--- ASSIGNED TASK ---
Go through the data below and return each line where the string "want" occurs.

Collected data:

===

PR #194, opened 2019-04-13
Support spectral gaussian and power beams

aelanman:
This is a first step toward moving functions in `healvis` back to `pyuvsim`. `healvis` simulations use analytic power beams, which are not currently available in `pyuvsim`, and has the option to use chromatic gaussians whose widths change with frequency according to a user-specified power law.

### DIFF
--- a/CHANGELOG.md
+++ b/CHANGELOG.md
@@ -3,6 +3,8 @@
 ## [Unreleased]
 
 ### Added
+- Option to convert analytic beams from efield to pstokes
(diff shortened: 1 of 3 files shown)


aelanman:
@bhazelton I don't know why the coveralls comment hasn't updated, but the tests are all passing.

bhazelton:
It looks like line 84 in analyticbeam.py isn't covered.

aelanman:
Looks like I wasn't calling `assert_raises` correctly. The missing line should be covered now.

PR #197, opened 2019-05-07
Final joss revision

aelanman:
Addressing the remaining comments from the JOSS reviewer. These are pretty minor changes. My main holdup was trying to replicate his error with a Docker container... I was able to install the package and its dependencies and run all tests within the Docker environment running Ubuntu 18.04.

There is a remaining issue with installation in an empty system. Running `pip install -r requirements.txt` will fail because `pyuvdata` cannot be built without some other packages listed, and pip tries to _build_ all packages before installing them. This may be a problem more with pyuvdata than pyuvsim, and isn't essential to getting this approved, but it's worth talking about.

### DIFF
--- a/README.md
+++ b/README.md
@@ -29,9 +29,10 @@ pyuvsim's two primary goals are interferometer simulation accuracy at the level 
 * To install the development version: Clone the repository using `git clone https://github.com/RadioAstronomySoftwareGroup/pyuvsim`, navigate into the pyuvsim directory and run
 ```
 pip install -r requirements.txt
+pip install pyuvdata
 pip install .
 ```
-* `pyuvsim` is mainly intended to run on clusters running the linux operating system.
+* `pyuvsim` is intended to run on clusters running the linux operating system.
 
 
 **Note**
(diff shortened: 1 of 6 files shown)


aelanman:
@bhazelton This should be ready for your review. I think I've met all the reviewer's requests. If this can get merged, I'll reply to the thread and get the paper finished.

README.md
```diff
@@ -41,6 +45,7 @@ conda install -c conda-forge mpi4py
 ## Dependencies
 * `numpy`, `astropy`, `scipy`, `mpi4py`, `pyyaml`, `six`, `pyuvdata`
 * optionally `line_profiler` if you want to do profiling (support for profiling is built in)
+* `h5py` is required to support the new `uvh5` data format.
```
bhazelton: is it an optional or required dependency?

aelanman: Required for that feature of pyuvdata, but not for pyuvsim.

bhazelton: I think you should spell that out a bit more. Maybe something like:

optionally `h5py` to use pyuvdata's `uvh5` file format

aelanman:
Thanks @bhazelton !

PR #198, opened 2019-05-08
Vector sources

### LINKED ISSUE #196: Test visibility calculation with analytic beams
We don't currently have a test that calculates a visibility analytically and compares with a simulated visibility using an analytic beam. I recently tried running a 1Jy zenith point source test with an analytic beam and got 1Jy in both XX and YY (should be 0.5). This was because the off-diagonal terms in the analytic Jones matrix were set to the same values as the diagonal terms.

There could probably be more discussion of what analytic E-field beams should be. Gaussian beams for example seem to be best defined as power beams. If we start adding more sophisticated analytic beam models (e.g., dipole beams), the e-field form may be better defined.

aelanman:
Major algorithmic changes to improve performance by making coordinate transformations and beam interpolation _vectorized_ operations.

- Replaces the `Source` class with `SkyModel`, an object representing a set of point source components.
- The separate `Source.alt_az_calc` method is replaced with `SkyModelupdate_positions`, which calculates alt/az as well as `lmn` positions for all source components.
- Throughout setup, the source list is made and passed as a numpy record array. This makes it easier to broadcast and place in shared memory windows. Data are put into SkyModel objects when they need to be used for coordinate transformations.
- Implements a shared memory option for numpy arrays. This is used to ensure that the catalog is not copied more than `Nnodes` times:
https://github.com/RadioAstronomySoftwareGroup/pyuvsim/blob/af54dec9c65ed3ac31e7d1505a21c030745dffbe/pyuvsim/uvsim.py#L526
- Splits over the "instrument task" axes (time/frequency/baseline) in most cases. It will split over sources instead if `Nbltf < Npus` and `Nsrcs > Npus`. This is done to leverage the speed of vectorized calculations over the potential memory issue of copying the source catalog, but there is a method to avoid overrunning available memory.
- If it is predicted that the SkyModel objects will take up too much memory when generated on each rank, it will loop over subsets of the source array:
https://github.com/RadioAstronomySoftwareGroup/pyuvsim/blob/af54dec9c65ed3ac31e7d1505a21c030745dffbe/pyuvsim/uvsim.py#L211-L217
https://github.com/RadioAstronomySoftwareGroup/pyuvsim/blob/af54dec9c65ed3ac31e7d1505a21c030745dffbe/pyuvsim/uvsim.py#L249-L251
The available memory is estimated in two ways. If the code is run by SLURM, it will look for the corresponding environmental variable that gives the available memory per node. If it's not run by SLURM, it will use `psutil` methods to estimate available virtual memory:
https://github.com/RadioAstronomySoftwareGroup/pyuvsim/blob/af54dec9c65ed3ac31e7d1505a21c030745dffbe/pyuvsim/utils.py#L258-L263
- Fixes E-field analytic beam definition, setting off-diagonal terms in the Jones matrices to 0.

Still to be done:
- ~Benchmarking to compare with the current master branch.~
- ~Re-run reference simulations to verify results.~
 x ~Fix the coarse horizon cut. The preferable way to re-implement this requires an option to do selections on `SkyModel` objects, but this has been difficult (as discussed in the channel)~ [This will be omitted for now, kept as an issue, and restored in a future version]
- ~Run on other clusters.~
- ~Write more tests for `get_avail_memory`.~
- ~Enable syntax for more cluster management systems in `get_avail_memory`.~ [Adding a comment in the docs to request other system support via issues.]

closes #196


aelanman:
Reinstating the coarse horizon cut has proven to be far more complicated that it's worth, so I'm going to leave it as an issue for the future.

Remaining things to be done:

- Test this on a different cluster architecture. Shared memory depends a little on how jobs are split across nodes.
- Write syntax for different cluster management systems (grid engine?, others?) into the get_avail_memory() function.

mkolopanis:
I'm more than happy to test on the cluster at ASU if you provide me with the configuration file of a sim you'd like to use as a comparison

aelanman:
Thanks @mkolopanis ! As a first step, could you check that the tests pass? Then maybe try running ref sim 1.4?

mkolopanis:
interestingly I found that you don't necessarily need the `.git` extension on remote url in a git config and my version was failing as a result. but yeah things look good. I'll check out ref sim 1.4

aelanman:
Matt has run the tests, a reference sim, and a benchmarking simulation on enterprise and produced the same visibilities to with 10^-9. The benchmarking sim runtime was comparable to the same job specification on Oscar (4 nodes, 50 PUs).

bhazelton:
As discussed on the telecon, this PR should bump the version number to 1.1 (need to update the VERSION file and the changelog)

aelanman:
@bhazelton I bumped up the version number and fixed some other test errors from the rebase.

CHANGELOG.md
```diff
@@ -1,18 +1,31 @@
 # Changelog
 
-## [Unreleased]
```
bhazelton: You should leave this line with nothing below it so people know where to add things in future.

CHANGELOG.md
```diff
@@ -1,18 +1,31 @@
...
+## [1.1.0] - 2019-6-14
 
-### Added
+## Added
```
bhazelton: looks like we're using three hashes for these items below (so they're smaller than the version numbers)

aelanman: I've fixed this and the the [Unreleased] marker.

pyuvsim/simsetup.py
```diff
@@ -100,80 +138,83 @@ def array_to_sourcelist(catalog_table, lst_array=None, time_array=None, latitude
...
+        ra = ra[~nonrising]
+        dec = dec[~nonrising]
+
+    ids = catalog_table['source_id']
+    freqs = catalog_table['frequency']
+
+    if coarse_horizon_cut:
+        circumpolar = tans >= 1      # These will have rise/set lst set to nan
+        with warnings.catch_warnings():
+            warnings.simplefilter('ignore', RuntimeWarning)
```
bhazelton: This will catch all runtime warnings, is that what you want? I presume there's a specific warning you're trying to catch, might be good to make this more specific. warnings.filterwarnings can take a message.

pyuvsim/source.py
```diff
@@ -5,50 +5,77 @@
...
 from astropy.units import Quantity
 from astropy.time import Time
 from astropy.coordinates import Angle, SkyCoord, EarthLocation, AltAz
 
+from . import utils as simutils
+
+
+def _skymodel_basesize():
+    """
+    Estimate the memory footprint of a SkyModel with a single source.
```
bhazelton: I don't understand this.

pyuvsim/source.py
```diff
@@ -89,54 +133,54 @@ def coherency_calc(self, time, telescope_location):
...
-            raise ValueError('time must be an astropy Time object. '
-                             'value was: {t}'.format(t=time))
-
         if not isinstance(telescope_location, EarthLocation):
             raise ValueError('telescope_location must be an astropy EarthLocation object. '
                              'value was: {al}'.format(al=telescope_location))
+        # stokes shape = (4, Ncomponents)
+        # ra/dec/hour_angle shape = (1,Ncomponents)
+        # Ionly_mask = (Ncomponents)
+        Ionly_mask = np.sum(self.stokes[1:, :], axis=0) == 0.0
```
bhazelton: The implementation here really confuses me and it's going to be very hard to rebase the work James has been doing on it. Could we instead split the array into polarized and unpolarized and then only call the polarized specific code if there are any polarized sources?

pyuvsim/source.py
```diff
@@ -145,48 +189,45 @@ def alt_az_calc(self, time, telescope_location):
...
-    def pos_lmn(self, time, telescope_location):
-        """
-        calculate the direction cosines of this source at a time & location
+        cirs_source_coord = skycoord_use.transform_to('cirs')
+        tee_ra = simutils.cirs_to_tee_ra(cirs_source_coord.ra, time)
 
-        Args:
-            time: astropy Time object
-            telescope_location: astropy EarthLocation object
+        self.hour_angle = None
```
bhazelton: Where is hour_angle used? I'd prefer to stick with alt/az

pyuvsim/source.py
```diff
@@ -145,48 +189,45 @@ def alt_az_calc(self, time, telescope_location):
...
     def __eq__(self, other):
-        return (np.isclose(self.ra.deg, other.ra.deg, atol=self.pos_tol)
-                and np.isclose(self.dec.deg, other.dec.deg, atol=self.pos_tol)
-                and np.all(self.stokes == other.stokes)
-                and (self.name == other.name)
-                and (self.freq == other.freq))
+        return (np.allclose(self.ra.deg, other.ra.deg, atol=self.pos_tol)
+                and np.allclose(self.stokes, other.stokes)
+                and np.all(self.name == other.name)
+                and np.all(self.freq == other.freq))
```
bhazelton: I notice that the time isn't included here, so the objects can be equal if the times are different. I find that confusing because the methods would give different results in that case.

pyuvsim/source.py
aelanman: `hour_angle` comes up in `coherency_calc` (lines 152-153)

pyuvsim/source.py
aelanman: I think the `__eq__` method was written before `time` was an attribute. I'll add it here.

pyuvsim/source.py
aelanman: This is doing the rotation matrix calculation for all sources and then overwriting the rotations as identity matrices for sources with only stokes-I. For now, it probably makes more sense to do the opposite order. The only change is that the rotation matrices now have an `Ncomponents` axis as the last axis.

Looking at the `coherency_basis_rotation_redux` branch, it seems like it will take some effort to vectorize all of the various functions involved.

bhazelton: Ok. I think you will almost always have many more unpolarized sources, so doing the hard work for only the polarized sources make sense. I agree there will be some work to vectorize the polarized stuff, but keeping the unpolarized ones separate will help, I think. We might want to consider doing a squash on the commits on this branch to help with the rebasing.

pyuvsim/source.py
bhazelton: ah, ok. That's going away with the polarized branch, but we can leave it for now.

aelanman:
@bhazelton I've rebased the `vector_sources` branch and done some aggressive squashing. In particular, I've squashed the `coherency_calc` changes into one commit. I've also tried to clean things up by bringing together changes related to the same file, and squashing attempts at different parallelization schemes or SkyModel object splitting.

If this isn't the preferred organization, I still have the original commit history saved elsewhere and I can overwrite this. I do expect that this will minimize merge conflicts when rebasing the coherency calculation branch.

===

--- ANSWER SECTION ---
 * optionally `line_profiler` if you want to do profiling (support for profiling is built in)
bhazelton: This will catch all runtime warnings, is that what you want? I presume there's a specific warning you're trying to catch, might be good to make this more specific. warnings.filterwarnings can take a message.
bhazelton: Ok. I think you will almost always have many more unpolarized sources, so doing the hard work for only the polarized sources make sense. I agree there will be some work to vectorize the polarized stuff, but keeping the unpolarized ones separate will help, I think. We might want to consider doing a squash on the commits on this branch to help with the rebasing.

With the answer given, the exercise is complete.